Suardi Tasrif lahir di Cimahi, Jawa Barat, pada 3 Januari 1922. Ia adalah anak dari pasangan Muhammad Tasrif dan Siti Hapzah.

Suardi Tasrif mengenyam pendidikan dasarnya di Sekolah Rakyat (SR) pada tahun 1929 hingga 1936.

Setelah selesai, ia kemudian melanjutkan pendidikannya di Meer Uitgebreid Lager Onderwijs (MULO) dari 1936 hingga 1939.

Selesai dari MULO, Tasrif kemudian bersekolah di Algemeene Middelbare School (AMS) sejak 1939 hingga 1942.

Pendidikan Tasrif sempat terhenti karena terjadi peralihan kekuasaan politik dari penjajahan Belanda ke Jepang.

Namun, setelah Indonesia merdeka, Tasrif melanjutkan pendidikannya di Fakultas Hukum Universitas Indonesia sejak 1962 hingga 1965.

Selain pendidikan formal, Suardi Tasrif juga mengikuti pendidikan non-formal di Universitas Colombia di bidang politik.

Baca juga: Tokoh Penyebaran Berita Proklamasi Kemerdekaan Indonesia

Karier Suardi Tasrif

Pada awal 1945, Suardi Tasrif memulai kariernya sebagai seorang sastrawan.

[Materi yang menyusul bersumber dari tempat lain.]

PR #1081, opened 2017-05-27
Prepend app name to Autoupdate.app name

pornel:
SPARKLE_RELAUNCH_TOOL_NAME config requires recompilation of Sparkle, so it's a lot of hassle.

I've realized that we don't need it. Since we're launching a copy of the Autoupdate.app, not the original in Sparkle.framework, we can rename it on the fly.

I've went for `$AppBundleName (Autoupdate).app`. It looks OK in the auth dialog.


jkbullard:
👍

Saat itu, ia mampu menyelesaikan beberapa cerita pendek, puisi, naskah drama, dan beberapa artikel sastra.

Namun, Suardi Tasrif yang menjadi sastrawan bukan berangkat dari keinginannya, melainkan karena diajak oleh Usmar Ismail.

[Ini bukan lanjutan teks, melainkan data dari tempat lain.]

PR #1084, opened 2017-06-01
Don't assume that the progress block exists (the parameter is nullable)

ksuther:
SUPlainInstaller was crashing when using a nil progress block.
This also affects the ui-separate-and-xpc branch.


pornel:
Thank you. That's an important fix!

I'm surprised that the compiler did not catch that :(

PR #1085, opened 2017-06-02
Fix crash by accessing nil callback when replacing binary

naan:
Ref https://github.com/sparkle-project/Sparkle/issues/363

I was testing `ui-separation-and-xpc` branch and found one crash issue when AutoUpdate tries to update downloaded binary. 

I'm not exactly sure where I should send those progress value to UI, so I just made an empty callback to avoid the crash at this moment.


naan:
I revert changes since the method is annotated `nullable`, so it should accept nil. Instead of passing empty callback, add nil check before calling progress callback.

naan:
ah, someone caught same issue in #1084. Closing this :)

PR #1086, opened 2017-06-04
Updated translation to reflect change on 55be13c

vitu:
Updated translation to reflect change on “Update error message to mention temp folders rather than optical drives”.


pornel:
Thank you

PR #1087, opened 2017-06-04
Updated Japanese translation to reflect change on 55be13c

1024jp:
The same update as #1086 but for Japanese localization.


pornel:
Thank you

PR #1089, opened 2017-06-07
Add support for the sparkle:os attribute in the enclosure tag

Memphiz:
This allows to use the same appcast xml file for winsparkle and sparkle. This feature is also already stated in the sparkle wiki here:

https://sparkle-project.org/documentation/publishing/#publishing-an-update

under "Alternate download locations for other operating systems"

But it was not implemented yet.

Behavior is as follows.
1. If no sparkle:os attribute was found -> assume its an osx update item
2. If sparkle:os attribute was found -> check if it contains "osx" as value. If it hasn't this item is not assumed to be an osx update item


pornel:
Thank you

Usmar Ismail dikenal sebagai seorang sastrawan dan sutradara film pada era awal kemerdekaan Indonesia.

Akibatnya, ketika Usmar Ismail meninggal dunia pada awal tahun 1971, Suardi Tasrif kehilangan semangatnya berkarya di bidang sastra.

Sebenarnya, sejak kecil, Suardi Tasrif kagum dan tertarik pada masalah sosial dan hukum.

Hal itu disebabkan oleh dua tokoh pengacara, yakni Sastra Mulyana dan Mr. Ishaq Cokrohadisuryo, yang membela Bung Karno di Pengadilan Kolonial Belanda pada 1930-an.

Selain itu, Suardi Tasrif juga pernah menjadi seorang penyiar radio Suara Indonesia yang didirikan oleh Sultan Hamengkubuwana IX.

Saat itu, Suardi Tasrif menjadi penyiar radio Republik Indonesia bagian berita luar negeri.

Selain di kenal sebagai sastrawan, Suardi Tasrif juga dikenal sebagai wartawan.

Hal itu dibuktikan ketika ia bersama Usmar Ismail mengelola majalah Tentara dan Arena di Yogyakarta.

Pada 1958, Suardi Tasrif juga sempat menjabat sebagai pimpinan redaksi surat kabar Harian Abadi.

Sayangnya, Surat Kabar Harian Abadi diberedel oleh pemerintahan Orde Lama.

Ketika menjadi wartawan, Suardi Tasrif merupakan orang pertama yang mengajarkan bahwa berita harus berdasarkan fakta yang lepas dari opini.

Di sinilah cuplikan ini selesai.